| Ahead of Trial, Richmond Outreach Center Changes Name, Hires New Pastor
By Ned Oliver
Richmond Times-Dispatch
June 11, 2015
http://www.richmond.com/news/local/city-of-richmond/article_425191d9-e541-5f83-bb2d-19bd1428af26.html
BY NED OLIVER Richmond Times-Dispatch
Three days before the trial of its former pastor is scheduled to begin, the Richmond Outreach Center announced that it is changing its name to Celebration Church and Outreach Ministry and is hiring a new transitional pastor.
The South Richmond church posted on its Facebook page Friday that it has hired Robert Rhoden, who has a history working with struggling and scandal-touched churches.
According to the Orlando Sentinel, Rhoden served in 2013 as the transitional pastor at Calvary Assembly, whose congregation shrank from 5,000 members to about 650 after a series of crises that included a pastor caught in an extramarital affair and a heavy debt load.
“Dr. Rhoden has the integrity, experience and faith to lead our church and make a lasting difference in Richmond for generations to come,” said David Lynn, chairman of the Richmond Outreach Center’s board, in a statement. “His heart to empower the needy and strengthen the hearts of the membership has touched us deeply. We are honored to have him on board.”

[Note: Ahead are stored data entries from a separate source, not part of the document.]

PR #779, opened 2022-02-12
[RORDEV-589] Improved Test configuration API implementation

mateuszkp96:


mateuszkp96:
So far I have implemented integration with es714x and es79x modules. When everything is fine, it will integrate with other modules

core/src/main/scala/tech/beshu/ror/api/TestSettingsApi.scala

Once billed as one of the fastest-growing churches in the country with upward of 10,000 members, the church has struggled since its founder and former lead pastor, Geronimo Aguilar, was charged in mid-2013 with the sexual abuse of two young girls in Texas.
The church hired and then, after seven weeks, dismissed a replacement pastor, Joe Donahue, who later wrote on his blog that he was caught off-guard by his firing.
“We understood that it would be difficult (a sea of red-flag warnings), but we never anticipated anything like what has occurred,” he wrote at the time.
The church also has been unloading its real estate holdings.
Last year, the city purchased the church’s previous campus on Old Warwick Road for $1.7 million. It is planning to convert the building into a community center. The church also sold its parsonage, a $500,000 home where Aguilar and his family lived.
Still for sale is a North Side building where the church housed its now-defunct School of Urban Ministry.
Aguilar was arrested May 21, 2013, on charges that he sexually abused an 11-year-old girl and her 13-year-old sister in the 1990s in Tarrant County.
His trial is scheduled to start Monday.